TASK MATERIAL:
PR #808, opened 2025-08-28
Test improvements

irm-codebase:

* Improved `find` method for built math objects
* Added post-validation of duplicate items in built math object (only params / variables are allowed to have duplicates)
* Improved test coverage

## Reviewer checklist

- [ ] Documentation updated
- [ ] Changelog updated

### DIFF
--- a/src/calliope/schemas/math_schema.py
+++ b/src/calliope/schemas/math_schema.py
@@ -3,6 +3,7 @@
 """Schema for Calliope mathematical definition."""
 
 from collections.abc import Iterable
+from itertools import chain
 from typing import Literal, Self
 
 from pydantic import Field, model_validator
@@ -55,11 +56,11 @@ class MathComponent(CalliopeBaseModel):
 class Dimension(MathComponent):
     """Schema for named dimension."""
 
-    dtype: Literal["string", "datetime", "date", "integer", "float"]
+    dtype: Literal["string", "datetime", "date", "integer", "float"] = "string"
     """The data type of this dimension's items."""
     ordered: bool = False
     """If True, the order of the dimension items is meaningful (e.g. chronological time)."""
-    iterator: str
+    iterator: str = "NEEDS_ITERATOR"
     """The name of the iterator to use in the LaTeX math formulation for this dimension."""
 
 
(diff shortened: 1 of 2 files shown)


src/calliope/schemas/math_schema.py
```diff
@@ -364,24 +365,59 @@ class CalliopeBuildMath(CalliopeBaseModel):
     checks: Checks = Checks()
     """Checks to apply before building the optimisation problem."""
 
+    @model_validator(mode="after")
+    def unique_component_names(self):
+        """Ensure all component names are unique."""
+        # Variables and Parameters can be swapped, so duplicates are allowed.
+        varparam = set(self.variables.root) | set(self.parameters.root)
+
```
brynpickering: so can lookups and params and variables and global expressions and params and global expressions. Ultimately, the backend will require unique keys for all components (even between constraints and variables) as they are all stored in one dataset. Therefore, I would just set this as being a comparison between all math components.

src/calliope/schemas/math_schema.py
```diff
@@ -364,24 +365,59 @@ class CalliopeBuildMath(CalliopeBaseModel):
...
+        # All other components must not share names with each other or with var/param.
+        groups = sorted(
+            chain(
+                (varparam,),
+                (
+                    set(getattr(self, n).root)
+                    for n in type(self).model_fields
+                    if n not in {"variables", "parameters"}
```
brynpickering: use `typing.get_args(ALL_COMPONENTS_T)` to get all fields that are not "checks"?

src/calliope/schemas/math_schema.py
```diff
@@ -364,24 +365,59 @@ class CalliopeBuildMath(CalliopeBaseModel):
...
             for field in to_search
             if (item := getattr(self, field).root.get(component)) is not None
             and item.active
         }
+        if not found:
+            raise KeyError(f"Component name `{component}` not found in math schema.")
         if len(found) > 1:
             raise ValueError(
                 f"Component name `{component}` found in multiple places: {found.keys()}."
             )
```
brynpickering: We shouldn't need this any more since we don't allow duplicates through earlier in the process  (can we even test for it?)

src/calliope/schemas/math_schema.py
```diff
@@ -364,24 +365,59 @@ class CalliopeBuildMath(CalliopeBaseModel):
...
         self, component: str, subset: Iterable[COMPONENTS_T] | None = None
     ) -> tuple[str, MathComponent]:
         """Find a component in the math schema."""
-        to_search = subset or self.model_fields_set - {"checks"}
+        to_search = (
+            set(subset)
+            if subset is not None
+            else set(type(self).model_fields) - {"checks"}
+        )
+
```
brynpickering: I don't see what was wrong with my less verbose equivalent?

tests/test_schemas/test_math_schema.py
```diff
@@ -26,3 +33,124 @@ def test_global_expression_order(self):
...
+        """Finding duplicate parameters should return an error."""
+        with pytest.raises(
+            ValueError, match=f"Component name `{to_search}` found in multiple"
+        ):
+            base_math_validated.find(to_search)
+
+    @pytest.mark.parametrize(
+        "to_search", ["flow_in_inc_eff", "datesteps", "non_existent", 3, True, 1.0]
+    )
+    def test_find_not_found_error(self, to_search, base_math_validated):
```
brynpickering: almost a full house! missing docstring here ;)

brynpickering (changes requested):

src/calliope/schemas/math_schema.py
irm-codebase: The problem of doing this is that it forbids you from deactivating a parameter and then setting it as a variable (or vice-versa). That would always lead to a crash, even though it's valid and we often do it.

I do not think this applies to the lookups / params case (or at least I do not see the utility...)
I could add global expressions to this group, as I think it does apply.

would that work?

src/calliope/schemas/math_schema.py
irm-codebase: `model_field_set` may omit something if it has not been directly set by users.
This is just to avoid future bugs in case some default is added to the schema which should be parsed.

src/calliope/schemas/math_schema.py
irm-codebase: ok, what I can do is remove non-active components from the check (if I'm not doing that already).

src/calliope/schemas/math_schema.py
irm-codebase: I'd say that it's ok to be defensive. This protects us in case something leaks through.
It should not occur in any case, but having it there is a nice insurance.

irm-codebase:
Review updates:

- Both the "after" validator and the find omit inactive components.
- Improved tests a bit
- Added docstrings to tests

src/calliope/schemas/math_schema.py
brynpickering: ok. I used `model_field_set` because `model_fields` is going to be deprecated. Not sure what alternative is available for `model_fields` as they don't offer one in their futurewarning

irm-codebase: I used `set(type(self).model_fields)` for the same reason. The warning message mentioned to access these from the class itself, not the instance.

PR #812, opened 2025-09-01
Add postprocess toggle

### LINKED ISSUE #747: results postprocessing as an option?

irm-codebase:
Fixes #747

* Added a simple toggle to turn off postprocessing
* Added a dataclass that mimics key `Model` attributes in `schemas`. This can be used by external or internal functions to process models in a 'duck-like' fashion, avoiding cyclic imports.

## Reviewer checklist

- [ ] Documentation updated
- [ ] Changelog updated


src/calliope/model.py
```diff
@@ -372,9 +371,7 @@ def solve(self, force: bool = False, warmstart: bool = False, **kwargs) -> None:
 
         # Add additional post-processed result variables to results
         if results.attrs["termination_condition"] in ["optimal", "feasible"]:
-            results = postprocess_results.postprocess_model_results(
-                results, self.inputs, self.config.solve.zero_threshold
-            )
+            results = postprocess.postprocess_model_results(results, self)
```
sjpfenninger, line 374: Wouldn't it make more sense to have the `if model.config.solve.postprocessing_active` check here, along with the check for optimal termination condition, rather than inside `postprocess.postprocess_model_results`?

src/calliope/model.py
```diff
@@ -89,7 +88,7 @@ def read_yaml(
     )
 
 
-class Model:
+class Model(ModelStructure):
```
sjpfenninger, line 91: Why the introduction of `ModelStructure`?

sjpfenninger (changes requested):

src/calliope/model.py
irm-codebase: It's kind of a left-over from the plug-in approach I was trying to develop. I left it because I thought it was generally useful...

When expanding `model.build | solve` to a plug-in approach, knowing the structure lets you define processes that 'use' a model instance without inheriting `Model` directly (which often leads to cyclic imports).

```python
from calliope.external import builder, solver
from calliope.schemas import ModelStructure

@builder(mode="spores")
def build_spores(model: ModelStructure):
    ...

@solver(mode="spores")
def solve_spores(model: ModelStructure):
    ...

@builder(mode="operate")
def build_operate(model: ModelStructure):
   ...

```

These can later be called from `model.build` or `model.solve`, which would lead to a cyclic import issue if you do not follow this approach.

We were already seeing this problem for the MathDocs in the postprocessing side, so I kept it.

src/calliope/model.py
irm-codebase: It would be only if we are fine with not running the the `zero_threshold` stuff.
I kept it this way because I figured those should always run. Would you prefer me to change it?

sjpfenninger: Let's leave it as is for now!

PR #817, opened 2025-09-03
Postprocess: prevent exception when flow_cap lacks nodes dim

sjpfenninger:
This solves a rare edge case: when making a single-node model where operate mode math is added to the base math and `flow_cap` is defined directly in-YAML, `cap_sum` ends up having no "nodes" dimension, leading to an exception in postprocessing.

## Reviewer checklist

- [ ] Documentation updated
- [ ] Changelog updated

### DIFF
--- a/src/calliope/postprocess/postprocess.py
+++ b/src/calliope/postprocess/postprocess.py
@@ -67,7 +67,9 @@ def capacity_factor(
             dim=["timesteps", "nodes"], min_count=1
         )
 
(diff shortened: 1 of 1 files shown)


irm-codebase (approved):
Looks good.
In the future we should be careful to ensure postprocesses do not fail in dimensionless models.

Either that, or we should ensure that we add at least one "dummy" entry in every dimension.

YOUR INSTRUCTIONS:
Each line of the entries that contains the word "True" should be listed.

WORKED SOLUTION:
     """If True, the order of the dimension items is meaningful (e.g. chronological time)."""
+        "to_search", ["flow_in_inc_eff", "datesteps", "non_existent", 3, True, 1.0]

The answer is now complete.